For the formative years of my life, the Jewish holidays meant sitting at a table for four, my father, my mother, my sister Judy and myself. The table would be festively set and there would be a nice meal, during which my father and my mother reminisced about what the holiday had been like in the days before the war. They talked of All the many people who had congregated around the large dining room table back home, and the copious amounts of delicious traditional food. It was as if the Holocaust were a visitor sharing our meal with us.

Before my father died at the age of eighty-four, I had hardly ever attended a funeral. A friend of my parents came to pay a condolence visit during the week of mourning that we call Shiva. She had been a child survivor and had lost everybody in her family. When she came into the room where the mourners were sitting on low chairs as is the custom, with all the mirrors in the house covered as is the custom, this friend of my parents made a gesture with her hands to encompass the signs of mourning, and she said, “we don’t know how to do this. We’ve never done this before.” She didn’t have to explain what she meant, because We understood perfectly. Having lost virtually everybody, all at once, my parents’ generation – and by extension, us, their children – had never had a chance to express grief in a normal way, as one does when generations pass away in their natural order.

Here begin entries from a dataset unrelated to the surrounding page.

Issue #2555, opened 2019-05-11
Printing Orders with Jasper Reports do not work anymore


marcalwestf:
This issue is a collateral effect of #2510 .

When defining a _Print Format_ for an Order, referencing to a _JasperReport_ process, there is an exception.
Here an example of a Print Format for an Order:
![20190511_PrinFormate_07](https://user-images.githubusercontent.com/1789408/57574622-a4c5fb00-73f9-11e9-95f0-b91f82e00f77.png)

Here the exception:
![20190511_JR_02](https://user-images.githubusercontent.com/1789408/57574608-73e5c600-73f9-11e9-952a-b9784ad00fb4.png)

The problem is that the parameter _processInfo_ of the method  _ServerReportCtl.runJasperProcess()_, which is in charge of executing the Jasper Porcess, has no _transactionName_, which leads to the exception:
![20190511_JR_01](https://user-images.githubusercontent.com/1789408/57574669-844a7080-73fa-11e9-9e24-d3c8c347f03d.png)

To solve the problem, the processInfo should be created with a proper transactionName.

Due to the fact that this is a core functionality, and the present error is severe, I suggest to quickly solve the problem by avoiding the exception, and leaving the proper correction for later, after duly testing.

Example of quick solution:
![20190511_JR_06](https://user-images.githubusercontent.com/1789408/57574713-47cb4480-73fb-11e9-91ab-5792eebb178f.png)

PR #2556, opened 2019-05-11
#2555 Printing Orders with Jasper Reports do not work anymore https:/…

e-Evolution:
…/github.com/adempiere/adempiere/issues/2555


e-Evolution:
resolve #2555

PR #2559, opened 2019-05-13
Fixed error missing translation on Custom Tree when the table is not translated

carlosaparadam:
When the table is not translated and the windows associated is tree type the window stay finding translation.

Screenshot_20190513_105725

Screenshot_20190513_105749


marcalwestf:
Just for testing's sake, and without any semantic thought, I created a custom tree for the window _Currency_, with the Type/Area=_Custom Tree_ and All Nodes=_Active_.
20190516_Trees_01

Then I made sure, the Table has columns _Name_, _Description_ and _isSummary_:
20190516_Trees_02
20190516_Trees_03

And define the tab to have a tree:
20190516_Trees_04

marcalwestf:
When trying to open the Currency window, the same error as @carlosaparadam Carlos is thrown (see above).

.. but if running it from the pull request branch, the window opens correctly:
20190516_Trees_05

PR #2565, opened 2019-05-21
Fix/fix for #197 delete cost details for inactive cost elements

### LINKED ISSUE #197: GenerateCostDetails does not delete inactive cost types or methods

mckayERP:
Fixes #197.

Resubmitted.  See comments on PR #2384.

This pull request corrects the error in the MCostElement beforeSave method that limited the CostElement to a unique CostElementType.  This change only limits the CostElementType "Material" to a single record.  All other CostElementTypes can have duplicates.  This allows Landed Costs, for example, to be duplicated to allow detailed tracking of different types of landed costs.

The only change compared to #2384 is in commit 7ee290c.


marcalwestf:
@mckayERP  hi Mike, can you give me a hint on how to set up a test environment (before-after)?
I'd then proceed to test.
Thanks.

SusanneCalderon:
Hi @mckayERP 
I will test it today.

mckayERP:
Hi Mario, Susanne,

You can use a fresh import of the seed. There are several deactivated cost elements in the seed.  Activate them, generate the cost data and try to delete them.   The deletion should also delete the related cost details.

Mike

Mike

SusanneCalderon:
Hi @mckayERP ,

Tested:

- Delete inactive Costelement, ok
- Create MCost costinglevel batch, ok

Regarding GenerateCostDetail I have a question. I do not see where the inactive costelements are deleted in MCostdetail. I only find it in Delete from MCost.
```

 private void deleteCostDimension(String trxName) throws SQLException {
    	
    	StringBuffer sqlDelete; private void deleteCostDimension(String trxName) throws SQLException {
    	
    	StringBuffer sqlDelete;
    	sqlDelete = new StringBuffer("DELETE FROM M_COST WHERE ")
    						.append(deleteCostWhereClause);
    	
        DB.executeUpdateEx(sqlDelete.toString(),
                deleteCostParameters.toArray(), trxName);

    }
```
The string deleteCostWhereClause is completed by the inactive costtypes.

```

 deleteCostWhereClause.append(" OR (").append(MCost.COLUMNNAME_M_CostType_ID).append("=? ")
            		.append(" AND EXISTS ("     // only delete costs related to inactive types
	            				+ "SELECT M_CostType_ID "
	            				+ "FROM M_CostType "
	            				+ "WHERE IsActive='N' AND M_CostType_ID = M_Cost.M_CostType_ID)")
            		.append(") ");
```
So the inactive costelements are deleted in MCost and not in MCostDetail. When you apply a transaction (shipment for example) the costs are the sum of the corresponding costdetails. 
I think the inactive costelements should be deleted from MCostDetail, too.

mckayERP:
Hi Susanne,

Sorry for the delay.

In GenerateCostDetail, see the method `deleteCostDetail`.

    /**
     * Delete Cost Detail
     *
     * @throws SQLException
     */
    private void deleteCostDetail(String trxName) throws SQLException {
        StringBuffer sqlDelete;
        //	BR [ 405 ]
        sqlDelete = new StringBuffer("DELETE FROM M_CostDetail WHERE ");
        sqlDelete.append(deleteCostDetailWhereClause);
        DB.executeUpdateEx(sqlDelete.toString(), deleteParameters.toArray(), trxName);
    }

The method `applyCriteria` sets the value of the `deleteCostDetailWhereClause`.  The default is to delete everything as limited by the criteria.

Also, in the models in the `beforeDelete` method in MCostElement, when the element is deleted, it will also delete all the associated Cost Details and Costs.

 Is this what you were looking for?

Mike

SusanneCalderon:
Hi @mckayERP , hi @e-Evolution 
Thanks, I think it is correct to define only one material cost.

e-Evolution:
Hi @SusanneCalderon Susanne, @mckayERP Michael

When the costing machine was redesigned the possibility of multiple parallel costs was considered, I mean that in ADempiere you can calculate different cost methods for the same company, it is important to mention that the cost method that will be used to register the accounting is the one defined in the type of cost selected in the accounting scheme.

Additionally, ADempiere will generate costs for all types of cost enabled.

In the Garden Admin records there were some obsolete cost records, because a cost element was created for each costing method, which was an incorrect approach because the cost elements are defined by the nature of the material cost, hand of work, indirect, additional costs, etc., independently for what method and type of cost are used.

In other words, the material cost element applies to any type of cost and cost method, using the same for everyone, but now Adempiere has control of each type of cost in the accounting dimension, so it is not necessary to create cost element for each costing method as before.

The system currently creates cost dimensions for all cost items marked as default.

And when a new company is created, the material cost element is created as default to be able to start with any configuration, by default standard cost is used.

yamelsenih:
Hi, exists a news here? What is the next step?

Best regards

yamelsenih:
Hello @mckayERP I will to close this pull request. Please if you have any change then a new pull request is welcome.

Issue #2570, opened 2019-05-21
The payroll process should be not always updated in payroll movement


e-Evolution:
Current the window for payroll movement can edit payroll process this is incorrect because can cause some inconsistence in the data.

PR #2572, opened 2019-05-21
#2570 The payroll process should be not always updated in payroll mov…

e-Evolution:
…ement https://github.com/adempiere/adempiere/issues/2570

Fixes: #2570


yamelsenih:
Great catch

Issue #2437, opened 2019-03-21
Next Line in "Description Field" by pressing "Shift + Intro" 


niclopup:
By the correction made in the #2329  the function of allow the correct movements in a "Description Field" it ok but only with the Arrows of the Keyboard.

The problem is that when you want to go down to the next Line in a Field of "Description" when the window is in "Single Record" View, the cursor get lost. 

I couldnt find the reason but when you get to a Register from the "Recent Documents" sometimes the problem is solved, but when you get the same register searching it from the window from the Manú it happens again the Bug. 

I add a Video to make it easier to see the problem. 

https://youtu.be/BmvWmV-PNFg

PR #2778, opened 2019-09-09
Bugfix/#2437 next line with shift intro

rcapecce:
Fixed the enter in a multiline field.
Fixes: #2437

### DIFF
--- a/zkwebui/WEB-INF/src/org/adempiere/webui/component/GridPanel.java
+++ b/zkwebui/WEB-INF/src/org/adempiere/webui/component/GridPanel.java
@@ -79,8 +79,8 @@ public class GridPanel extends Borderlayout implements EventListener
 	private static final int KEYBOARD_KEY_RETURN = 13;
 	private static final int MOVE_SIZE = 7;
 
-	public static final String		CNTRL_KEYS				= "#f5#del^d^s#enter$#enter";
-	private static final String		KEYS_MOVE			= "#pgup#pgdn#end#home#up#down#left#right";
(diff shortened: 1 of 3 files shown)


marcalwestf:
hi @rcapecce  this is an annoying bug.

Does it solves only the problem of hitting the _ENTER_ key when editing fields like _Description_ or _Help_?  Or does it something additionally?

I wonder how to leave editing fields like _Description_ or _Help_ and get the focus to the next field?

Thanks,.

marcalwestf:
@rcapecce  thanks Raul, I will test accordingly.

marcalwestf:
@rcapecce  Raul , I am about to merge your changes.

I have just one question when editing on the grid ("multirecord").

The following key combinations work:
- CTL + LEFT ARROW (=go to the beginning of the text)
- CTL + RIGHT ARROW (=go to the end of the text)
- SHIFT + LEFT ARROW (=select character-wise to the left)
- SHIFT + RIGHT ARROW (=select character-wise to the right)

I wonder which combination would yield a "**move one character to the left**" or  "**move one character to the right**"  when editing on the grid ("multirecord"). 

The arrows are already reserved for moving to the next field to the right or to the left when editing on the grid ("multirecord"), so they cannot be used. On monorecord, the keys LEFT ARROW and RIGHT ARROW work correctly.

Thanks.

rcapecce:
That is correct, with Ctrl + arrow steps between words and with shift move selecting the characters, in multirecord mode only the single left right arrow is catched for the grid navigation.

Issue #2802, opened 2019-09-14
[Bug Report] Set Document No from Payment Selection Ckeck


yamelsenih:
## Bug report
When a Payment Selection is completed, the payment selection check is generated with a number for check no. the problem is that if a payment selection is exported the document no for export payment is getted from payment selection check and all payments generated have a document number distinct of exported number.

When a user load a bank statement not exists reference between Payment number and bank statement reference, see a example:

#### Steps to reproduce
1. Create a Payment selection
![Screenshot_20190914_174711](https://user-images.githubusercontent.com/2333092/64913984-f2d86b80-d717-11e9-8405-6118699261ae.png)
2. Complete it
3. Review payment selection check tab
4. Export payment selection
![Screenshot_20190914_174726](https://user-images.githubusercontent.com/2333092/64913989-fa981000-d717-11e9-8ab9-05d850ac1b02.png)

Note that if you follow the step the payment selection check will be generated with a sequence like this:

Payment Selection Check **Document No**: **10**
Payment Generated **Document No**: **PCxPN-1000032**

When is loaded bank statement the reference for match is **10** but ADempiere payment reference is **PCxPN-1000032**

#### Other relevant information
- Your OS: Debian 9
- Java version: 8
- ADempiere version: 3.9.2
- Browser Version [e.g. 22]
- DB Provider: PostgreSQL
- DB version:

#### Additional context
This is a little change but a big benefits

PR #2803, opened 2019-09-14
Set document no for payment from payment selection

yamelsenih:
Set document no from payment selection check
Fixes: #2802


e-Evolution:
@yamelsenih only I think that not need this code line

https://github.com/adempiere/adempiere/pull/2803/files#diff-7d783e1e7e5b4c8c15e896ef6aa6f7e8R310

Because the sys config had a flag to apply this behavior

PR #2830, opened 2019-09-27
add support to many delivered quantity from same outbound order

yamelsenih:
This pull request allows generate many delivery from same outbound order,

Best regard.


e-Evolution:
solve with this pull request #2862

PR #2831, opened 2019-09-27
Fixed error with process parameters for process builder

yamelsenih:
Add support to process parameter To on process builder.

If you use ProcessBuilder and add a parameter with **From** and **To**

### DIFF
--- a/base/src/org/compiere/model/MPInstance.java
+++ b/base/src/org/compiere/model/MPInstance.java
@@ -21,8 +21,10 @@ import java.sql.PreparedStatement;
 import java.sql.ResultSet;
 import java.sql.Timestamp;
 import java.util.ArrayList;
+import java.util.Arrays;
 import java.util.Collections;
 import java.util.List;
+import java.util.Optional;
 import java.util.Properties;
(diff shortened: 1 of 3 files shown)


marcalwestf:
a question @yamelsenih : is it right that all parameters have to be tested because the whole method was changed?
Thanks

yamelsenih:
Hi @marcalwestf this change apply for all functionalities that are using ProcessBuilder, currently the range parameters is not implemented for this functionality.

e-Evolution:
@yamelsenih please give support to range using a polymorphous method, this way the build pattern DSL is rightly implemented 

`ProcessInfo processInfo = ProcessBuilder.create(getCtx())
.process(GenerateInvoiceInOutBound.getProcessId())
.withParameter(GenerateInvoiceInOutBound.DATEINVOICED, 
TimeUtil.getDay(2019, 1, 1),
TimeUtil.getDay(2019, 1, 31))
.execute(get_TrxName());`

yamelsenih:
hi @e-Evolution this change was done

PR #2847, opened 2019-10-03
Fixed error on Accounting of Shipment/Receipt

carlosaparadam:
When the accounting of original receipt or shipment is reset don't accounted the original document and reversal document

Before fixed:

Original Document
image

Reversal Document
image

After fixed:

Original Document
image

Reversal Document
image

### DIFF
--- a/base/src/org/compiere/acct/Doc_InOut.java
+++ b/base/src/org/compiere/acct/Doc_InOut.java
@@ -95,7 +95,8 @@ public class Doc_InOut extends Doc
 			
 			DocLine docLine = new DocLine (line, this);
 			BigDecimal Qty = line.getMovementQty();
-			docLine.setReversalLine_ID(line.getReversalLine_ID());		
+			if (!line.isReversalParent())
+				docLine.setReversalLine_ID(line.getReversalLine_ID());		
 			docLine.setQty (Qty, !getDocumentType().equals(DOCTYPE_MatShipment));    //  sets Trx and Storage Qty
 			
 			//Define if Outside Processing 


e-Evolution:
@carlosaparadam , @yamelsenih  Hi Carlos , Yamel A behavior that must be considered in the case of documents that affect the inventory, which the reverse require to perform based on the original accounting entry, this is because in some occasions from one accounting period to another they could change the configuration of a accounting account and the effect you require is for the accounting to cancel the original accounting entry.

This reason the document type flag Is Reversed with original Accounting

marcalwestf:
@carlosaparadam  I cannot reproduce this error.
When executing a _Reverse-Correct it_ action on a completed _Material Receipt_ document, I still get accounting facts from both documents:
Selection_164
Selection_165
Selection_166
Selection_168


or perhaps it is another action/process which should be executed?

carlosaparadam:
hi @e-Evolution , @marcalwestf , i understand the beavior of reversal document that you comment @e-Evolution but the problem is that after reversed the documents and reset accounting when you need re-accounting the reversed documents don't accounting, the original document search the reversed and the reversed the original and none is finded why the accounting for the two was reset. @marcalwestf if you test resetting accounting and re-accounting you see the bug.

Regards

SusanneCalderon:
hi @carlosaparadam , hi @e-Evolution 
I have tested it and without the flag _isReversedWithOriginalAcct_ it works correctly. 
@e-Evolution, for the case _isReversedWithOriginalAcct_ I do not see where a new accounting configuration is used, as updateReverseLine in Doc_InOut copies the original accounting too.
When I activate _isReversedWithOriginalAcct_  the accounting of the reversal document is null.

SusanneCalderon:
@carlosaparadam , @e-Evolution 
with the code of the head revision the reversal applies correctly for the case of _isReversedWithOriginalAcct_

marcalwestf:
@carlosaparadam  it seems that you should consider in your implementation the case @e-Evolution mention and @SusanneCalderon reproduced.

With your implementation, the error is solved, but it breaks old functionality.

carlosaparadam:
hi @marcalwestf , @SusanneCalderon , @e-Evolution thanks for their comments, i will testing again for fix the bug without break the current functionality.

Regards

carlosaparadam:
hi @marcalwestf , @SusanneCalderon, this gif show how to reproduce the error
Accounting Receipt

marcalwestf:
@carlosaparadam  reviewing this long-waiting PR, I see that you uploaded a gif file displaying the bug. We can reproduce the bug. With your changes the bug is fixed and I would accept it.

Reading the comments the issue here -as I understand it- is that @e-Evolution asks for a _backwards compatibility_  for the case that (quoting Victor):

> ... in some occasions from one accounting period to another they could change the configuration of a accounting account and the effect you require is for the accounting to cancel the original accounting entry....

If I understand Victor well, he means **if** a company changes the accounting configuration on the fly **and** there is a need for reversal, the situation Victor mentions occurs.
In our experience, companies usually do not change accounting configurations that often. 

Thinking again about it Victor, it happens the following: there is a bug, also in "old" implementations. So I wonder what backward compatibility should we stick to with a bug? 

Or do you perhaps mean that the present bug fixing should consider an "old" configuration and reverse accordingly? I would not know how this would be accomplished.

carlosaparadam:
Hi @marcalwestf the problem is resolved with isReversedWithOriginalAcct but only for reversed document, but the original document stays searching the reversed document and if this document don't have posted, display the error.

Regards

marcalwestf (approved):
In code is the only change the following:
Selection_957

This is sensible, and corrects wrong accounting.
In short: **ReversalLine_ID** is set only if the line belongs to the document used to revert.

Before this change **ReversalLine_ID** was set  in both the document used to revert and in the reverted document, which could lead to wrong accounting in the latter.

Issue #1439, opened 2017-10-31
Reversed based on the accounting of the original document


e-Evolution:
Is necessary to generate the accounting for a document reversal based on the accounting of the original document.

Currently, when you reverse any document your accounting facts are generated based on the accounting engine and current standard configuration, the issue with this approach is if the accounting setting change, then the accounting effects are different than original document and not get the goal of canceling the original accounting facts.

To solve this issue, a new column "IsReverseWithOriginalAccounting" will be added to Document Type and defined by default as "No", this allows  to define the behaving by document type

e-Evolution:
![captura de pantalla 2017-10-31 a la s 14 12 06](https://user-images.githubusercontent.com/786968/32246728-8ad93452-be45-11e7-94f1-369e10797df9.png)

Issue #1239, opened 2017-07-10
Error for reverse document using Allow Negative Posting as 'N'


e-Evolution:
Current when a document is reverted and the Allow Negative Posting  is No into accounting schema only the source amount are change absolute value , but the account amount not is convert to absolute values it cause the inconsistence data

PR #2849, opened 2019-10-03
Fixed Error on Accounting of Match Invoice

carlosaparadam:
Currently, at reversing invoice, credit note, receipt or vendor return , this generate a new invoice matching  associated to reverse document, but the accounting for this document is incorrect.

Original Document:
image

Reversed Document:
image

Accounting of documents:
image

Accounting of documents after fixed:
image

### DIFF
--- a/base/src/org/compiere/acct/Doc_MatchInv.java
+++ b/base/src/org/compiere/acct/Doc_MatchInv.java
@@ -19,6 +19,7 @@ package org.compiere.acct;
 import java.math.BigDecimal;
 import java.sql.ResultSet;
 import java.util.ArrayList;
+import java.util.Optional;
 
 import org.compiere.model.MAccount;
 import org.compiere.model.MAcctSchema;
@@ -69,6 +70,9 @@ public class Doc_MatchInv extends Doc
 	private MInOutLine		m_receiptLine = null;
 	
 	private ProductCost		m_pc = null;
+	
+	Optional<MMatchInv> matchInv = Optional.empty();
+	Optional<MMatchInv> matchInvOrig = Optional.empty();
 
 	/** Commitments			*/
 //	private DocLine[]		m_commitments = null;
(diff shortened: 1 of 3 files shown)


e-Evolution:
@carlosaparadam Hi Carlos 

The accounting entries for a reversal must not be of absolute value so as not to inflate or distort the debts and credits.

Thus the reversals must be equal to the original accounting entry but with a negative value, as any other reverse. 

Do you check is reversal with original Accounting?

image

carlosaparadam:
hi @e-Evolution , i try it and it is not working, i don't see when the field IsReversedWithOriginalAcct of document type is supported, in the change i dont use absolute value, i find the original accounting and use the method updateReverseLine from FactLine class.

see this example: 
Document Type Setting
image

Original Document
image

Reversal Document
image

Accounting Comparation
image

e-Evolution:
@carlosaparadam this account working but I new changes was introduced Cost Engine , you need check 
 
@SusanneCalderon test here and  no exist this issue 

https://github.com/adempiere/adempiere/issues/1439
https://github.com/adempiere/adempiere/issues/1348
https://github.com/adempiere/adempiere/issues/1239

carlosaparadam:
ok @e-Evolution, i will test and comment again

e-Evolution:
carlosaparadam the Cost Engine is very complex and sencible to any change 

So any change need complice with requieremets
- The reverse accounting should be equal original, but with opposite sign
- the cost detail transaction should be rigth for costing method , the inventory value should ve right
- the quantity in any accconting fact should be equal that original quantiy,  but with opposite sign

Please consider these important points.

carlosaparadam:
@e-Evolution, i tried again with IsReversedWithOriginalAcct and you have reason, but for it work the table sould be have the column of document type, i will close this pull request and open a new for creating document type for this table and setting a document type by default.

thanks for your help and suggest, i will hope for your comments.

Regards

Issue #2850, opened 2019-10-04
The document type for Freight Order show all document type


e-Evolution:
#Bug report
When a Freight Order is create the document type show all types 

#### Steps to reproduce
1.- Create a Freight Order
2.- Select document type 

#### Other relevant information
- Your OS: MacOS
- Java version: 1.8
- ADempiere version: 3.9.2
- Browser safari
- DB Provider: PG
- DB version: 11.4

PR #2851, opened 2019-10-04
The document type for Freight Order show all document type

e-Evolution:
The document type for Freight Order show all document type #2850


marcalwestf:
hi, the Release No is missing:
Selection_160

Issue #2880, opened 2019-10-16
[Bug Report]2880 Not defined process


SusanneCalderon:
## Bug report
the process _GenerateRequest_ is not generated in the code

#### Steps to reproduce
Try to run process GenerateRequest in Request Management

#### Screenshot or Gif
Process in AD

![imagen](https://user-images.githubusercontent.com/15349639/66909674-61843f80-efca-11e9-8bec-a6f45a4d82bb.png)

Running the Process

![imagen](https://user-images.githubusercontent.com/15349639/66909714-77920000-efca-11e9-87e6-9f08aeeafb0a.png)

PR #2881, opened 2019-10-16
adempiere #2880 [Bug Report]2880 Not defined process

SusanneCalderon:
fixes https://github.com/adempiere/adempiere/issues/2880


yamelsenih:
Hi @SusanneCalderon maybe is better if the process is created instead

Best regard

marcalwestf:
@yamelsenih  I agree with you that it would be better to create the process.

Meanwhile the process is not developed, the process should not be called.

yamelsenih:
Ok for it

PR #2883, opened 2019-10-21
Add transaction name for business partner on beforeSave method

yamelsenih:
Currently when a business partner is saved is called a BP group from it but transaction name is not used for it.

### DIFF
--- a/base/src/org/compiere/model/MBPGroup.java
+++ b/base/src/org/compiere/model/MBPGroup.java
@@ -41,18 +41,28 @@ public class MBPGroup extends X_C_BP_Group
 	private static final long serialVersionUID = 3037428352124938328L;
 
 	/**
-	 * 	Get MBPGroup from Cache
+	 * Get MBPGroup from Cache
+	 * @param ctx
+	 * @param C_BP_Group_ID
+	 * @return
+	 */
+	public static MBPGroup get (Properties ctx, int C_BP_Group_ID) {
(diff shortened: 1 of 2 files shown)


e-Evolution:
@yamelsenih 

There is a problem in the objects that are cached with a specific transaction, since the object that is created is included in the cache with the transaction that may be closed after adding the object to the cache, that is why it is advisable to use the cache  only for reading objects rather than writing.

In this case what happens if the partner group that was added to the cache is closed or terminated but in the cache is it storing an object with a closed transaction?

yamelsenih:
Hi Victor the problem is when a business partner and group is created own same transaction then finding Business partner group not found because is used null instead a bp transaction

e-Evolution:
@yamelsenih If this is indeed why you should not use the MBPGroup.get method (Properties ctx, int C_BP_Group_ID)

if you add a partner group with a transaction other than null that element to the chache can cause problems when trying to save something in the group because it can say that the transaction was already closed, that is why the elements that are stored in the cache are No transaction or null transaction.

Mi recomendación is when need to create Business Partner group using same transaction use

 `new MBPGroup(getCtx() , getC_BP_Group_ID(), get_TrxName()); `

yamelsenih:
Hi @e-Evolution I added this change here https://github.com/adempiere/adempiere/pull/2883/files#diff-b9ae85fc058442262330642693cc12d0R915

The problem is transaction name is unsupported for BG Group

PR #2892, opened 2019-11-13
Add consolidate document flag for smart browser "Generate Invoice from

yamelsenih:
This PR allows generate a invoice from many Sales Orders from same business partner, note that is added a new flag for consolidate all document.

Is nice for customers with invoices with many orders. See pic:
Screenshot_20191112_214041


marcalwestf:
thanks @yamelsenih  for this nice enhancement.

We'll test as soon as we can.

PR #2915, opened 2019-12-30
#2914 - During rollback of a Migration Step, force delete of an entity type.

### LINKED ISSUE #2914: Migration rollback of an entity does not delete the entity.
When rolling back a migration step that inserts a new entity into the application dictionary, the entity is not deleted.   Entities can only be deleted if forced.

mckayERP:
Fixes #2914 

During rollback of a migration, its not enough to use deleteEx with force set to true.  For Entity Types, the flag .setIsDeleteForced must be set to true prior to the delete.


e-Evolution:
@mckayERP , I think that us a good enhanced , reviewing I find that IsDeleteForced is a new column but no found in current model , How was added this column , or exist a modification in your PO class ?

mckayERP:
Hi Victor,

That flag is just a field in the MEntity.java, not a column.   It was added four years ago in #168 to handle deletes of Entity types which, generally, can't be deleted, even when forced.  The flag provides a way to bypass this restriction.

Mike

yamelsenih:
Hi @mckayERP @e-Evolution I approve this pull request.

PR #4190, opened 2023-11-13
Bugfix #3933

### LINKED ISSUE #3933: Payment rule in sales order with sub type "Invoice Order"
When a sales order with sub document type "Invoice Order" is created, the payment rule is not automatically set to "Cash", as it happens with the sub type "POS Order".

PaymentRuleOrder

#### Expected behavior
When selecting a type of sales order that has the sub type "Invoice Order" the payment rule must also be set to "Cash".

nsarlabos:
Fixes #3933


nsarlabos:
Fixes #3933

e-Evolution:
@nsarlabos thank a lot , Chat with @rcapecce Raul can see the problem about the mix end Lines that exist in some java code , we Think that should apply the change for all files using Linux end code line

PR #4198, opened 2023-11-20
Bugfix/3924 notification created in scheduler run

### LINKED ISSUE #3924: Notification created of each process can't be deactivate

rcapecce:
Fix #3924

### DIFF
--- a/base/src/org/compiere/model/MScheduler.java
+++ b/base/src/org/compiere/model/MScheduler.java
@@ -41,6 +41,9 @@ import org.compiere.util.Msg;
  *  
  *  Contributors:
  *    Carlos Ruiz - globalqss - FR [3135351] - Enable Scheduler for buttons
+ *  @author Raul Capecce, raul.capecce@openupsolutions.com, OpenupSolutions https://openupsolutions.com
+ *			<a href="https://github.com/adempiere/adempiere/issues/3924">
+ * 			@see FR [ 3924 ] Notification created of each process can't be deactivate</a>
  */
 public class MScheduler extends X_AD_Scheduler
 	implements AdempiereProcessor, AdempiereProcessor2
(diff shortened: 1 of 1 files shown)


yamelsenih:
Hello @rcapecce maybe you can resolve this build error: https://github.com/adempiere/adempiere/actions/runs/6935572892/job/18865975321#step:4:37

rcapecce:
> Hello @rcapecce maybe you can resolve this build error: https://github.com/adempiere/adempiere/actions/runs/6935572892/job/18865975321#step:4:37

Sure, this was solved @yamelsenih

base/src/org/compiere/model/MProduction.java
```diff
@@ -44,7 +44,6 @@
 import org.compiere.util.Env;
 import org.compiere.util.Msg;
 import org.compiere.util.Util;
-import org.eevolution.manufacturing.model.MPPProductBOMLine;
```
yamelsenih, line 47: Please, this pull request should be atomic. A production class is unnecessary for this scope.

Can you use a fresh branch?

yamelsenih (changes requested):

base/src/org/compiere/model/MProduction.java
rcapecce: Sure, I checkout master and pick this commits again without this change

yamelsenih (approved):

PR #4215, opened 2023-11-21
Correct XML sequences before 3.9.4.001

marcalwestf:
The XML numbers must follow the last sequence from 3.9.4


marcalwestf:
aborted because it pointed to wrong branch!

PR #4216, opened 2023-11-22
Feature/3.9.4.001 correct xml sequences

marcalwestf:
Previous to Release 3.9.4.001


e-Evolution:
@marcalwestf I Think that this PR is incorrect because should start from branch hotfix/3.9.4.001 vs develop

marcalwestf:
right @e-Evolution 
aborted because it pointed to wrong branch!

PR #4220, opened 2023-11-24
The Generate Outbound (Sales Order/Distribution) the Weight and…

e-Evolution:
… Volumen show incorrect info https://github.com/adempiere/adempiere/issues/2921

Add Delivery Rule and Delivery Via
Add the Attribute Set Instance Id
Add Calculate Delivery to to multiples Attribute Set Instance Id

replace this PR  #3338


e-Evolution:
Close incorrect PR

PR #4229, opened 2023-11-27
 fix: Build including the latest version of `xml` migration files. 

EdwinBetanc0urt:
Currently the extending branches of `hotfix` are not including the xml migration files from the `394lts-394.0001` folder, only the `392lts-393lts` and `393lts-394lts` folders are being included.

imagen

We had never had experience with the normal rituals of mourning, because everybody was already dead.

Nowadays, when my family gathers together to celebrate the Jewish holidays and in particularly Passover, a holiday celebrating freedom from slavery, there are once more three generations grouped around a very long table. There is a passage in the Passover Haggadah in which it says that in every generation a Jew must feel as if he had personally been liberated from slavery. In the era when my father led the family seders, he always paused at this passage to remark that this was not some remote thing that happened thousands of years ago. He said that in our times he and my mother had suffered from a slavery that was incomparably crueler than anything in the time of the pharaohs, and he told us to never forget to guard our freedom and the freedom of others with our last breath.

I think this is what I have come to say to the court: that justice and freedom are our highest societal values. They must be regarded as precious as life itself.

Having the opportunity to tell my family’s story here – having the opportunity to speak to you of Évike, Mancika, and my grandparents – is an affirmation that that their lives, so cruelly cut short, mattered. They were not statistics, they were flesh and blood, individuals with personalities, temperaments, frailties and strengths. There is no way to go back to undo the catastrophe that befell them. There is no way to fix what happened to them. But acknowledging the enormity of what happened to them in this courtroom and before the world is a source of a certain consolation.